Brew Ratio and Strength
Pour-over brew ratio directly controls the concentration (TDS) of the final beverage:
| Ratio | Coffee (g) for 250ml | Character |
|---|---|---|
| 1:14 | 18g | Intense, very strong |
| 1:15 | 17g | Strong, full-bodied |
| 1:16 | 15.6g | Balanced, SCA lower target |
| 1:17 | 14.7g | Light-medium, SCA upper target |
| 1:18 | 13.9g | Light, delicate |
Grind size and pour technique determine extraction yield (how much of the coffee’s mass is dissolved) independently of ratio. A correct ratio but poor extraction technique can still produce a weak or hollow cup. The SCA Brewing Control Chart plots TDS against extraction yield to define an “ideal” zone of 1.2–1.45% TDS at 18–22% extraction yield.
Related Pages
Sources
- SCA Brewing Standards and Protocols
- Hoffmann J (2014) The World Atlas of Coffee
- Specialty Coffee Association Water and Brewing Handbook
Frequently Asked Questions
Why is the bloom step necessary?
Fresh coffee contains dissolved CO₂ from the roasting process. When hot water first contacts the grounds, CO₂ off-gasses rapidly, creating bubbles that physically push water away from coffee particles. A 30-second bloom pour allows this off-gassing to complete before the main extraction pours begin, ensuring water contacts all coffee evenly and prevents hollow, uneven extraction.

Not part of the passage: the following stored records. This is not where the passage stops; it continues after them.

PR #520, opened 2025-02-25
added error thrown on act from a not-supported observe result

miguelg719:
# why
Now that we're appending iframes to observeResults if they are present on the page (#500), we need to avoid passing those through `performPlaywrightMethod`.

# what changed
Added an informed error to `actFromObserveResult` and returning `success:false` on passed observeResults with `method:'not-supported'`

# test plan


lib/handlers/actHandler.ts
```diff
@@ -85,6 +85,29 @@ export class StagehandActHandler {
     });
 
     const method = observe.method;
+    if (method === "not-supported") {
```
kamath, line 89: ideally should be a zod enum that we just validate here

PR #528, opened 2025-02-26
handle close session

seanmcguire12:
# why
- catch error if we attempt to close a session that has already been closed when using the API

### DIFF
--- a/lib/index.ts
+++ b/lib/index.ts
@@ -711,7 +711,21 @@ export class Stagehand {
 
   async close(): Promise<void> {
     if (this.apiClient) {
-      await this.apiClient.end();
+      try {
+        await this.apiClient.end();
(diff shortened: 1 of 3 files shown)


lib/index.ts
```diff
@@ -711,7 +711,21 @@ export class Stagehand {
...
   async close(): Promise<void> {
     if (this.apiClient) {
-      await this.apiClient.end();
+      try {
+        await this.apiClient.end();
+      } catch (error) {
+        if (
+          error instanceof Error &&
+          error.message.includes("Attempted to close session")
+        ) {
```
sameelarif: better to use status codes here imo. maybe have `this.apiClient.end` return  the http response and check for the status code here

sameelarif (approved):

PR #536, opened 2025-02-28
Adding Groq inference support

sankalpgunturi:
# why
Added Groq inference API support to enable using Groq's llama models (3.3-70b versatile and specdec) with Stagehand. This will be an addition to the Stagehand's Gamet of supporting Inference APIs, just like [Cerebras](https://github.com/browserbase/stagehand/pull/502) (this PR is modeled after that one).

# what changed
## Added GroqClient.ts:
- Handles API communication with Groq
- Supports function calling
- Includes robust response parsing with fallbacks
- Handles caching and error logging

## Infrastructure Changes:
- Updated LLMClient.ts to support Groq provider type:
- Added Groq models to model.ts type definitions
- Added Groq case to LLMProvider.ts
- Added GROQ_API_KEY to environment variables

# test plan
- Added `form_filling_sensible_groq.ts`


sankalpgunturi:
Groq has support for following models:

image

However, not all of them worked out well for the form filling use case. I found the 3.3-70b versatile and specdec models from LLaMa to be pretty efficient with Stagehand.

kamath (approved):
thanks so much! merging this into an internal branch to add a changeset and run evals

PR #550, opened 2025-03-04
make slow act the default

sameelarif:
# why
We don't want to make slow act (`act()` that doesn't use an `ObserveResult`) the default for this release.

# what changed
Default `slowDomBasedAct` to `true`.

# test plan
E2E tests

### DIFF
--- a/.changeset/wild-hats-turn.md
+++ b/.changeset/wild-hats-turn.md
@@ -2,4 +2,4 @@
 "@browserbasehq/stagehand": minor
 ---
 
-`act()` now uses `observe()` under the hood. This results in significant performance improvements.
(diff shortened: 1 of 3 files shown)


kamath (approved):

.changeset/wild-hats-turn.md
```diff
@@ -2,4 +2,4 @@
 "@browserbasehq/stagehand": minor
 ---
 
-`act()` now uses `observe()` under the hood. This results in significant performance improvements.
+`act()` can now use `observe()` under the hood, resulting in significant performance improvements. To opt-in to this change, set `slowDomBasedAct: true` in `ActOptions`.
```
kamath, line 5:
```suggestion
`act()` can now use `observe()` under the hood, resulting in significant performance improvements. To opt-in to this change, set `slowDomBasedAct: false` in `ActOptions`.
```

kamath (approved):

Does the pour technique matter, or just the ratio?
Both matter. Ratio controls strength (TDS), but pour technique affects evenness of extraction. Pouring directly into the center and spiraling outward maintains an even bed and consistent contact time across all grounds. Pouring onto the filter walls or creating a turbulent vortex can disrupt the bed and cause uneven extraction.
Why does Chemex coffee taste different from V60 coffee at the same ratio?
Chemex uses proprietary thick paper filters that absorb 20–30% more oils than standard paper filters, producing a cleaner, lighter-bodied cup that emphasizes clarity of flavor. V60 spiral ribs allow the filter to sit away from the dripper walls, enabling faster drainage. The same coffee at the same ratio will taste noticeably different through each device.
What is the right grind size for pour-over?
Medium-fine to medium, typically 400–700 microns depending on the dripper. V60 and Origami reward a finer grind (400–500 microns) that slows drainage slightly for more extraction. Chemex typically uses a coarser grind (550–700 microns) because the thick filter slows flow; too fine a grind causes over-extraction and stalling. Kalita Wave, with its flat bed, is the most forgiving of grind variation.